▸ **Activity**: All that is wanted is a word-for-word copy of the data from its first line to the line containing "these models; and/or", both included.

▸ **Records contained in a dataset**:
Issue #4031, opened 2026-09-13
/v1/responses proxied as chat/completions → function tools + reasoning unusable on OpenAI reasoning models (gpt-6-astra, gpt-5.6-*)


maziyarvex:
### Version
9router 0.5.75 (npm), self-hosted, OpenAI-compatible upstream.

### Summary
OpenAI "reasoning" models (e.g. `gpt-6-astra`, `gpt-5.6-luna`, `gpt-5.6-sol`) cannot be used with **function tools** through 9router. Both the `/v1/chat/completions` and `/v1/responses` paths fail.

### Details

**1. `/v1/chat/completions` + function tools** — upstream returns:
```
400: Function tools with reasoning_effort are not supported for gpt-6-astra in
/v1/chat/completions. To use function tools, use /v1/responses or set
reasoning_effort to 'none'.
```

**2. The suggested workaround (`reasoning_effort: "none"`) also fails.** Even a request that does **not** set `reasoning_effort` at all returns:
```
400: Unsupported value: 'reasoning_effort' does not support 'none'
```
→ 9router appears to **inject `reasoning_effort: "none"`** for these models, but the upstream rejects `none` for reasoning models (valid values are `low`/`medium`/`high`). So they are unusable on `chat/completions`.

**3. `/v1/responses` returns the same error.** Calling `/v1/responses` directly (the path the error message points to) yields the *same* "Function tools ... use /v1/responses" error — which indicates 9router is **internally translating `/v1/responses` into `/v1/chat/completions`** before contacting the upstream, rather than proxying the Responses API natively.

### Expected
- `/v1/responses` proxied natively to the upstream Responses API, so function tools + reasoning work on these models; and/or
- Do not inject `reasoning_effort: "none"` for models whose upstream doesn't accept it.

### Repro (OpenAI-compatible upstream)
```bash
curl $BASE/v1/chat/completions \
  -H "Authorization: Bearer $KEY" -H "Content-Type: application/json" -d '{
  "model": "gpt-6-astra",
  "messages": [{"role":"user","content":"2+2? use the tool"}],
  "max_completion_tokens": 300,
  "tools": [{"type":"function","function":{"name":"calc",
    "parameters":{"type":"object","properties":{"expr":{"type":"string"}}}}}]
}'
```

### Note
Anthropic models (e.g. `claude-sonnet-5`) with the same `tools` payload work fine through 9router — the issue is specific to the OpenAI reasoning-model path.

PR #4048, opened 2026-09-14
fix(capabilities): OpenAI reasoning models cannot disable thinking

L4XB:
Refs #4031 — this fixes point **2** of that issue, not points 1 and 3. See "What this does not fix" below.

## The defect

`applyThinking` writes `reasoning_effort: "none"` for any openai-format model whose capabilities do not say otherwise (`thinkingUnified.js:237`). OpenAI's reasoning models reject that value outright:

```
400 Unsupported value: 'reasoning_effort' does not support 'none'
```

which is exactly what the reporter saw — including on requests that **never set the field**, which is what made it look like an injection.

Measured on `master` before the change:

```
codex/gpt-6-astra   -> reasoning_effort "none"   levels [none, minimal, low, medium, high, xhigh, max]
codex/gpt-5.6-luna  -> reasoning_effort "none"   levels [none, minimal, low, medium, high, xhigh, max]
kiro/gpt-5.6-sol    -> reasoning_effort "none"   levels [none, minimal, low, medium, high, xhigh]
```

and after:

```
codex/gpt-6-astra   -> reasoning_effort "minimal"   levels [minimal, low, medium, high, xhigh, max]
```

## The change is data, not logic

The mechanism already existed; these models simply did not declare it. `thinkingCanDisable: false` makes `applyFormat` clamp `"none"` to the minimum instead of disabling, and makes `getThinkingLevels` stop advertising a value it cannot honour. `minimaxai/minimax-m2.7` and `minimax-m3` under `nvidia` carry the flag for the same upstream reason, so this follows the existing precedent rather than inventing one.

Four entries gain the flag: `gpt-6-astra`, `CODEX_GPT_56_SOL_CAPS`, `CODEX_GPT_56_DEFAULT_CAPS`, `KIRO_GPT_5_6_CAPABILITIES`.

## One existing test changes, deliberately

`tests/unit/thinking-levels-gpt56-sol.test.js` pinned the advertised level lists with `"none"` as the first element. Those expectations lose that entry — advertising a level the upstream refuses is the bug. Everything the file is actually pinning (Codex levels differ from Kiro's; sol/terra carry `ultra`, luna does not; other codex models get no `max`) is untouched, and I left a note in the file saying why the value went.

▸ **Result of the task**:
Issue #4031, opened 2026-09-13
/v1/responses proxied as chat/completions → function tools + reasoning unusable on OpenAI reasoning models (gpt-6-astra, gpt-5.6-*)


maziyarvex:
### Version
9router 0.5.75 (npm), self-hosted, OpenAI-compatible upstream.

### Summary
OpenAI "reasoning" models (e.g. `gpt-6-astra`, `gpt-5.6-luna`, `gpt-5.6-sol`) cannot be used with **function tools** through 9router. Both the `/v1/chat/completions` and `/v1/responses` paths fail.

### Details

**1. `/v1/chat/completions` + function tools** — upstream returns:
```
400: Function tools with reasoning_effort are not supported for gpt-6-astra in
/v1/chat/completions. To use function tools, use /v1/responses or set
reasoning_effort to 'none'.
```

**2. The suggested workaround (`reasoning_effort: "none"`) also fails.** Even a request that does **not** set `reasoning_effort` at all returns:
```
400: Unsupported value: 'reasoning_effort' does not support 'none'
```
→ 9router appears to **inject `reasoning_effort: "none"`** for these models, but the upstream rejects `none` for reasoning models (valid values are `low`/`medium`/`high`). So they are unusable on `chat/completions`.

**3. `/v1/responses` returns the same error.** Calling `/v1/responses` directly (the path the error message points to) yields the *same* "Function tools ... use /v1/responses" error — which indicates 9router is **internally translating `/v1/responses` into `/v1/chat/completions`** before contacting the upstream, rather than proxying the Responses API natively.

### Expected
- `/v1/responses` proxied natively to the upstream Responses API, so function tools + reasoning work on these models; and/or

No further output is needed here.